## Exercise brief
Each line in the data holding "shadow" should be listed.

## Source records
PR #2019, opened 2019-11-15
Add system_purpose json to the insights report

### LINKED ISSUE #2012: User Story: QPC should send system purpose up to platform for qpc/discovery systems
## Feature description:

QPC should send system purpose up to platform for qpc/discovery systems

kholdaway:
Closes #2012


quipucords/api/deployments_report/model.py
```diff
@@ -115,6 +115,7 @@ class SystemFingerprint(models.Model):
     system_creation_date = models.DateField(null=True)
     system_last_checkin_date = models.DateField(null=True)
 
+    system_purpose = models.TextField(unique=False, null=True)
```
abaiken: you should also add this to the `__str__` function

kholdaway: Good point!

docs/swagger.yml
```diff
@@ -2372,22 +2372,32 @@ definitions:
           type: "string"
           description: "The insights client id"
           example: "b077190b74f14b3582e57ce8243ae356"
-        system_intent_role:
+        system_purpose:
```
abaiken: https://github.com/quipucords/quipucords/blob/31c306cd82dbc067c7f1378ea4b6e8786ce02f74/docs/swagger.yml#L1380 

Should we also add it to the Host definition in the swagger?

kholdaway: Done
* * *
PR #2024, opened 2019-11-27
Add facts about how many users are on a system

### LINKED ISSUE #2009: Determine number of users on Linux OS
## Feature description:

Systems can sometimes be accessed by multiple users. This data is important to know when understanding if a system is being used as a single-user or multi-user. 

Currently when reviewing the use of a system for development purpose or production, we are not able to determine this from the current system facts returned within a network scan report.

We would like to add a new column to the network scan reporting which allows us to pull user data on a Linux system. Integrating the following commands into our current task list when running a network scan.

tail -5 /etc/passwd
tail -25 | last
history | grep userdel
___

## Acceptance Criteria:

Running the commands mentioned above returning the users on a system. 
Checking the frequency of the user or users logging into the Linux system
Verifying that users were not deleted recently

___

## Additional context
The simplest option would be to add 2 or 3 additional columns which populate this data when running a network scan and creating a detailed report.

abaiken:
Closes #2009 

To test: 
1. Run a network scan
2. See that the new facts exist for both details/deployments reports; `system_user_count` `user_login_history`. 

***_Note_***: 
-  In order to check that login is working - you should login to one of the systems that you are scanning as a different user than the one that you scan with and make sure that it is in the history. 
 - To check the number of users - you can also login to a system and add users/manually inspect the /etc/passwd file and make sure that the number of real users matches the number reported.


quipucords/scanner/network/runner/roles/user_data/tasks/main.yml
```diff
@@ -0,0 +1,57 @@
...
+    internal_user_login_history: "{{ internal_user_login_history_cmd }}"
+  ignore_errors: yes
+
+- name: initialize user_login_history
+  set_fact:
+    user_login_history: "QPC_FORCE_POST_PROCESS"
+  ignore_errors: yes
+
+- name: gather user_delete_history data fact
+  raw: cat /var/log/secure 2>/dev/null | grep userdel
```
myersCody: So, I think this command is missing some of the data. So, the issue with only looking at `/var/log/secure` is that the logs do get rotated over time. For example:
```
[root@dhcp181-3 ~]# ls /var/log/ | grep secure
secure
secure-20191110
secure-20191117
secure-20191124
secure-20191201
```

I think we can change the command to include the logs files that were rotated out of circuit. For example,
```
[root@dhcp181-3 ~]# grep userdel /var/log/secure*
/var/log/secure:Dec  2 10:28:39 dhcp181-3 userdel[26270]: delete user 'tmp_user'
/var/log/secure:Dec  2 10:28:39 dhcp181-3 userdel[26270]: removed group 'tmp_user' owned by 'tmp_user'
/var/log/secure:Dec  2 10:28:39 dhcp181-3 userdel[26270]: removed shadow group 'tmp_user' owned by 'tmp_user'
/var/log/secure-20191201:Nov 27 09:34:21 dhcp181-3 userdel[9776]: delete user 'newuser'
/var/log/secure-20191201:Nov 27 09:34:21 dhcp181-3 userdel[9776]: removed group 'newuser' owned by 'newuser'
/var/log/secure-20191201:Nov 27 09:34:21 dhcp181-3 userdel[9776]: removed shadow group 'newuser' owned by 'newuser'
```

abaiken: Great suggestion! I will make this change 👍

## Response area
/var/log/secure:Dec  2 10:28:39 dhcp181-3 userdel[26270]: removed shadow group 'tmp_user' owned by 'tmp_user'
/var/log/secure-20191201:Nov 27 09:34:21 dhcp181-3 userdel[9776]: removed shadow group 'newuser' owned by 'newuser'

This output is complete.